VEREDICTOS E SENTENÇAS
Sentença de Absolvição
Directorium Inquisitorum
Primeiro tipo de final
de processo: o réu, depois de responder a um processo comum, e depois de as opiniões de
especialistas serem ouvidas, fica totalmente livre de qualquer crime de heresia. É o caso
do réu que não foi indicado como herege nem pela própria confissão nem pelo testemunho
dos fatos, nem tampouco pelos legítimos depoimentos das testemunhas e que, além disso,
não aparece como suspeito nem apontado do crime de que o acusam.

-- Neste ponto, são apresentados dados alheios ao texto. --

PR #1291, opened 2021-10-15
Adding http version and streaming info to logging output

samsp-msft:
Final part of #600

### DIFF
--- a/src/ReverseProxy/Forwarder/HttpForwarder.cs
+++ b/src/ReverseProxy/Forwarder/HttpForwarder.cs
@@ -756,10 +756,10 @@ namespace Yarp.ReverseProxy.Forwarder
                 EventIds.HttpDowngradeDetected,
                 "The request was downgraded from HTTP/2.");
 
-            private static readonly Action<ILogger, string, string, string, Exception?> _proxying = LoggerMessage.Define<string, string, string>(
+            private static readonly Action<ILogger, string, string, string, string, Exception?> _proxying = LoggerMessage.Define<string, string, string, string>(
                 LogLevel.Information,
                 EventIds.Forwarding,
-                "Proxying to {targetUrl} - {verson} {isStreaming}");
+                "Proxying to {targetUrl} {version} {versionPolicy} {isStreaming}");
 
             private static readonly Action<ILogger, ForwarderError, string, Exception> _proxyError = LoggerMessage.Define<ForwarderError, string>(
                 LogLevel.Information,
@@ -776,12 +776,14 @@ namespace Yarp.ReverseProxy.Forwarder
                 // Avoid computing the AbsoluteUri unless logging is enabled
                 if (logger.IsEnabled(LogLevel.Information))
                 {
+                    var streaming = isStreamingRequest ? "streaming" : "no-streaming";
+                    var version = ProtocolHelper.GetHttpProtocol(msg.Version);
 #if NET
-                    var versionInfo = $"http/{msg.Version} {msg.VersionPolicy}";
+                    var versionPolicy = ProtocolHelper.GetVersionPolicy(msg.VersionPolicy);
 #else
-                    var versionInfo = $"http/{msg.Version}";
+                    var versionPolicy = "RequestVersionOrLower";
 #endif
-                    _proxying(logger, msg.RequestUri!.AbsoluteUri, versionInfo, (isStreamingRequest) ? "streaming" : "no-streaming", null);
+                    _proxying(logger, msg.RequestUri!.AbsoluteUri, version, versionPolicy, streaming, null);
                 }
             }
 
--- a/src/ReverseProxy/Forwarder/ProtocolHelper.cs
+++ b/src/ReverseProxy/Forwarder/ProtocolHelper.cs
@@ -3,6 +3,8 @@
 
 using System;
 using System.Net;
+using System.Net.Http;
+using Microsoft.AspNetCore.Http;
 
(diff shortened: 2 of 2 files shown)


src/ReverseProxy/Forwarder/HttpForwarder.cs
```diff
@@ -771,12 +771,17 @@ public static void HttpDowngradeDetected(ILogger logger)
...
+            public static void Proxying(ILogger logger, HttpRequestMessage msg, bool isStreamingRequest)
             {
                 // Avoid computing the AbsoluteUri unless logging is enabled
                 if (logger.IsEnabled(LogLevel.Information))
                 {
-                    _proxying(logger, targetUrl.AbsoluteUri, null);
+#if NET
+                    var versionInfo = $"http{msg.Version} {msg.VersionPolicy}";
+#else
+                    var versionInfo = $"http {msg.Version}";
```
Tratcher, line 782:
```suggestion
                    var versionInfo = $"http/{msg.Version} {msg.VersionPolicy}";
#else
                    var versionInfo = $"http/{msg.Version}";
```

Tratcher (approved):
Can you show what the new log output looks like now? I don't think Version.ToString formats the way you want by default.
You can borrow GetHttpProtocol:
https://github.com/dotnet/aspnetcore/blob/393a86c0e7218964e557adeb833010e1482bb96b/src/Http/Http.Abstractions/src/HttpProtocol.cs#L112
And put it here:
https://github.com/microsoft/reverse-proxy/blob/2015d992e0061c6849fbe11c62311161b3399210/src/ReverseProxy/Forwarder/ProtocolHelper.cs#L9

samsp-msft:
> Can you show what the new log output looks like now? I don't think Version.ToString formats the way you want by default. You can borrow GetHttpProtocol: https://github.com/dotnet/aspnetcore/blob/393a86c0e7218964e557adeb833010e1482bb96b/src/Http/Http.Abstractions/src/HttpProtocol.cs#L112 And put it here:
> 
> https://github.com/microsoft/reverse-proxy/blob/2015d992e0061c6849fbe11c62311161b3399210/src/ReverseProxy/Forwarder/ProtocolHelper.cs#L9

Current output:

```console
info: Yarp.ReverseProxy.Forwarder.HttpForwarder[9]
      Proxying to http://www.example.com/ - http2.0 RequestVersionOrLower no-streaming
```

How exactly do we want it to read? Options:

*      Proxying to http://www.example.com/ - HTTP/2 RequestVersionOrLower no-streaming
*      Proxying to http://www.example.com/ - http2 ≤  false
*      Proxying to http://www.example.com/ - http≤2  no-stream

Tratcher:
> ` Proxying to http://www.example.com/ - HTTP/2 RequestVersionOrLower no-streaming`

Looks good.

src/ReverseProxy/Forwarder/HttpForwarder.cs
```diff
@@ -756,10 +756,10 @@ private static class Log
                 EventIds.HttpDowngradeDetected,
                 "The request was downgraded from HTTP/2.");
 
-            private static readonly Action<ILogger, string, Exception?> _proxying = LoggerMessage.Define<string>(
+            private static readonly Action<ILogger, string, string, string, Exception?> _proxying = LoggerMessage.Define<string, string, string>(
                 LogLevel.Information,
                 EventIds.Forwarding,
-                "Proxying to {targetUrl}");
+                "Proxying to {targetUrl} - {verson} {isStreaming}");
```
Kahbazi, line 762:
```suggestion
                "Proxying to {targetUrl} - {version} {isStreaming}");
```

Kahbazi: Shouldn't `isStreaming` be `bool` so it's easier to find it when using structured logs?

src/ReverseProxy/Forwarder/HttpForwarder.cs
```diff
@@ -771,12 +771,17 @@ public static void HttpDowngradeDetected(ILogger logger)
...
 
-            public static void Proxying(ILogger logger, Uri targetUrl)
+            public static void Proxying(ILogger logger, HttpRequestMessage msg, bool isStreamingRequest)
             {
                 // Avoid computing the AbsoluteUri unless logging is enabled
                 if (logger.IsEnabled(LogLevel.Information))
                 {
-                    _proxying(logger, targetUrl.AbsoluteUri, null);
+#if NET
+                    var versionInfo = $"http/{msg.Version} {msg.VersionPolicy}";
```
Kahbazi, line 780: Why not create another property for `VersionPolicy` in logs? When `Version` and `VersionPolicy` are separate properties it's easier to have different queries based on `Version` alone.

Tratcher (commented):
I pushed some minor changes to this branch. The output now looks like this:
`Proxying to https://example.com/ HTTP/2 RequestVersionOrLower no-streaming`

src/ReverseProxy/Forwarder/HttpForwarder.cs
Kahbazi: In the log message "streaming" and "non-streaming" is a better choice but I thought in a structured log view like Elasticsearch, storing bool needs less space than string also writing a query like `isStreaming = true` is better than `isStreaming = streaming`.

Tratcher: Can you show an example of that?

PR #1295, opened 2021-10-18
Change I*MetricsConsumer to a single interface

MihaZupan:
Doing this now since it is a breaking API change.
Allows us to remove a bunch of boilerplate from the implementation.

```c#
public interface IMetricsConsumer<TMetrics>
{
    void OnMetrics(TMetrics previous, TMetrics current);
}
```

Any thoughts on `previous`/`current` vs `oldMetrics`/`newMetrics`


Tratcher (approved):
Show it to the rest of the team tomorrow before merging.

Issue #1055, opened 2021-06-04
Changes dependant on targetting 6.0


MihaZupan:
List of known changes we should do in Yarp once adding a 6.0 target (and/or more convenient after dropping 3.1):
- [ ] Use non-validated header enumeration https://github.com/dotnet/runtime/issues/35126#issuecomment-854040319
- [ ] Call Cancellable/Sync overloads of `HttpContent.ReadAsStream*` #770 
- [ ] Doc https://github.com/dotnet/aspnetcore/pull/33776 here: https://github.com/microsoft/reverse-proxy/blob/16ab855a5be980a0cf5fd21e9a7028190b6e7dda/docs/docfx/articles/http-client-config.md#httpclient
- [x] `CancellationTokenSource` pooling #902
- [x] Remove `ActivityPropagationHandler` in favour of the [`DistributedContextPropagator`](https://docs.microsoft.com/en-us/dotnet/api/system.diagnostics.distributedcontextpropagator) that can be customized on a per-handler basis https://github.com/dotnet/runtime/issues/55556
- [x] Use [Random.Shared](https://github.com/dotnet/runtime/issues/43887) in `RandomFactory`
- [x] Update `NameResolutionMetrics` to include `current-dns-lookups` https://github.com/dotnet/runtime/pull/49146
- [X] Implement the cancellable overload of HttpContent.SerializeToStreamAsync (5.0) (#1271)
- [x] Use [`WaitAsync`](https://github.com/dotnet/runtime/blob/v6.0.0-preview.7.21377.19/src/libraries/Common/tests/System/Threading/Tasks/TaskTimeoutExtensions.cs#L15) task timeout extensions instead of `TimeoutAfter`

Feel free to add anything I may be missing

Kahbazi:
How about using [Random.Shared](https://github.com/dotnet/runtime/issues/43887) in `RandomFactory`?

Tratcher:
Note adding 6.0 support is independent from dropping 3.1 support. Are there any of these you think are prohibitive to #if light-up on 5.0 or 6.0 while still supporting 3.1?

MihaZupan:
For #770 we should just wait to drop 3.1. For others it's actually that we need 6.0.

davidfowl:
Just move the ifdefs to extension methods that noop, it'll keep the code clean. It's the technique we use in Pipelines and Channels in the BCL.

[...]

PR #1306, opened 2021-10-20
Use WaitAsync

WeihanLi:
Contributes to #1055 

Use WaitAsync task timeout extensions instead of TimeoutAfter for .NET 6

### DIFF
--- a/test/ReverseProxy.Tests/Common/TaskExtensions.cs
+++ b/test/ReverseProxy.Tests/Common/TaskExtensions.cs
@@ -49,7 +49,16 @@ namespace Yarp.Tests.Common
             {
                 return await task;
             }
-
+#if NET6_0_OR_GREATER
+            try
+            {
+                return await task.WaitAsync(timeout);
+            }
+            catch (TimeoutException ex) when (ex.Source == typeof(TaskExtensions).Namespace)
+            {
+                throw new TimeoutException(CreateMessage(timeout, filePath, lineNumber));
+            }
+#else
             var cts = new CancellationTokenSource();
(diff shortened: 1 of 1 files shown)


test/ReverseProxy.Tests/Common/TaskExtensions.cs
```diff
@@ -21,24 +21,41 @@ internal static class TaskExtensions
...
+            return task.AsTask().WaitAsync(DefaultTimeoutTimeSpan);
+#else
             return task.AsTask().TimeoutAfter(DefaultTimeoutTimeSpan);
+#endif
         }
 
         public static Task<T> DefaultTimeout<T>(this Task<T> task)
         {
+#if NET6_0_OR_GREATER
+            return task.WaitAsync(DefaultTimeoutTimeSpan);
```
Tratcher, line 43: What does this throw when it expires?  Before it was throwing a specific exception with details:
`throw new TimeoutException(CreateMessage(timeout, filePath, lineNumber));`

MihaZupan: Might be better to copy what was done in AspNetCore:
https://github.com/dotnet/aspnetcore/blob/dfcf1adee2c0f6c89ecf66a8791e550bce124698/src/Shared/TaskExtensions.cs#L77-L108

WeihanLi: It would throw `TimeoutException` also for a timeout

WeihanLi: Got it, thanks @Tratcher

Tratcher:
Thanks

Em casos como este, procede-se da seguinte maneira: o inquisidor ou o bispo (ou ambos,
embora não tenham que atuar juntos quando se trata de absolvição) entrega ao réu uma
sentença de absolvição com o teor seguinte:
"Nós, frei Fulano
de Tal, da Ordem dos Pregadores, inquisidor etc.: visto que tu, Fulano de Tal, residente
em..., diocese de..., foste alvo de uma acusação de heresia cujo teor é o seguinte
(etc.);
Visto que tais fatos, apesar da sua natureza, exigiam necessariamente nossa atenção e
vigilância;
Investigamos tudo de que te acusavam para sabermos a verdade e, por essa razão, recebemos
e analisamos testemunhas, concedemos-te a assistência de um defensor, fizemos tudo que
era preciso fazer segundo as disposições canônicas;
Visto que examinamos todo esse material, solicitamos a opinião de juristas e teólogos;
Tomando assento no nosso Tribunal, em conformidade com a nossa função de juiz, com o
olhar fixo apenas em Deus e interessado apenas na verdade, com os Sagrados Evangelhos
diante de nós, a fim de que nosso julgamento emane da face de Deus e para que nossos
olhos vejam a verdade,
Pronunciamos nossa sentença definitiva da seguinte maneira:
Invocando o nome de Cristo,
Não encontrando - em tudo o que vimos e ouvimos, no que foi proposto nesta causa - nada
que tenha legitimimamente provocado por que foste 'denunciado', dizemos, declaramos e
sentenciamos que não há e não houve nada contra ti que possa considerar-te herege ou
suspeito de heresia.
Eis a razão por que te liberamos, através desta sentença do julgamento inquisitorial.
Dado em tal lugar etc."
O inquisidor tomará
cuidado para não declarar em sua sentença de absolvição que o acusado é inocente ou
isento, e sim esclarecer bastante que nada foi legitimamente provado contra ele; desta
forma, se, mais tarde, trazido novamente diante do Tribunal, for indiciado por causa de
qualquer crime, possa ser condenado sem problemas, apesar da sentença de absolvição.
Le Manuel des Inquisiteurs, Manaual dos Inquisidores (Directorium Inquisitorum), Nicolau Eymerich, 1376 revisto por Fco. de La Peña, 1578. Traduzido para o francês em 1973 por Louis Sala-Moulins.